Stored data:
::::
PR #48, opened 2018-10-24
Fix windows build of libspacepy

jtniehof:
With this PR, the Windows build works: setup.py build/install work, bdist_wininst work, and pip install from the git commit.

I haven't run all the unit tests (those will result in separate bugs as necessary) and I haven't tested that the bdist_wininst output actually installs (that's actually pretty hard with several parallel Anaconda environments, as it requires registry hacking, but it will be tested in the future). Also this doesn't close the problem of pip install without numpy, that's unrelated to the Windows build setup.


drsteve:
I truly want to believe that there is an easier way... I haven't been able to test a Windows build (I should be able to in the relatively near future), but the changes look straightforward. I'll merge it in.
::::
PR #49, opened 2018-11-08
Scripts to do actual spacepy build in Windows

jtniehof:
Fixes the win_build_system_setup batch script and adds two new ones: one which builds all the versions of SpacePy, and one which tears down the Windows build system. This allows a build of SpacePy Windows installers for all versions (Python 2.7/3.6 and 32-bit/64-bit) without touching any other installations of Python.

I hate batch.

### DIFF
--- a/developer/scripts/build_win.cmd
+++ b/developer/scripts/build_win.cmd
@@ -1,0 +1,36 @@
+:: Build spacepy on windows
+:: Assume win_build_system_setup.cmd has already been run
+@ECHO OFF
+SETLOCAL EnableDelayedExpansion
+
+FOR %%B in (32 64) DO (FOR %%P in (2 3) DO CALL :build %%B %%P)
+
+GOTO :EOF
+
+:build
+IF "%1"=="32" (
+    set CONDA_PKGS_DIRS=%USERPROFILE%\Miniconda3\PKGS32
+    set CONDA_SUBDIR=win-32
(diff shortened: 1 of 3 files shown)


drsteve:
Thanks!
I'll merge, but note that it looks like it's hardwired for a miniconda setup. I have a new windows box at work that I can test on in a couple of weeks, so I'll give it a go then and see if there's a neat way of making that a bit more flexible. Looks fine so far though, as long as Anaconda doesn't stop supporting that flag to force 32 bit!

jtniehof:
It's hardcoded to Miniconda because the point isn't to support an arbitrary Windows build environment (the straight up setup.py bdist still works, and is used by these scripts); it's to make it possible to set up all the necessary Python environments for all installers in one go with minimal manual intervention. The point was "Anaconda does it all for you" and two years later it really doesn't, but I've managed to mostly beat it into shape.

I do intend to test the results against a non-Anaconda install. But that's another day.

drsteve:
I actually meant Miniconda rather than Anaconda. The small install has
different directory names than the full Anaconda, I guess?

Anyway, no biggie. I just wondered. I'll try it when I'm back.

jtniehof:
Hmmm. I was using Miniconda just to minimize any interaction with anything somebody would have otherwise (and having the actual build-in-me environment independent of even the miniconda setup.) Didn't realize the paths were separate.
::::
● **Task prompt**
Above are the records; copy exactly the lines from the line with "different directory names" through the line with "Hmmm. I was", both included.

● **Answer section**
different directory names than the full Anaconda, I guess?

Anyway, no biggie. I just wondered. I'll try it when I'm back.

jtniehof:
Hmmm. I was using Miniconda just to minimize any interaction with anything somebody would have otherwise (and having the actual build-in-me environment independent of even the miniconda setup.) Didn't realize the paths were separate.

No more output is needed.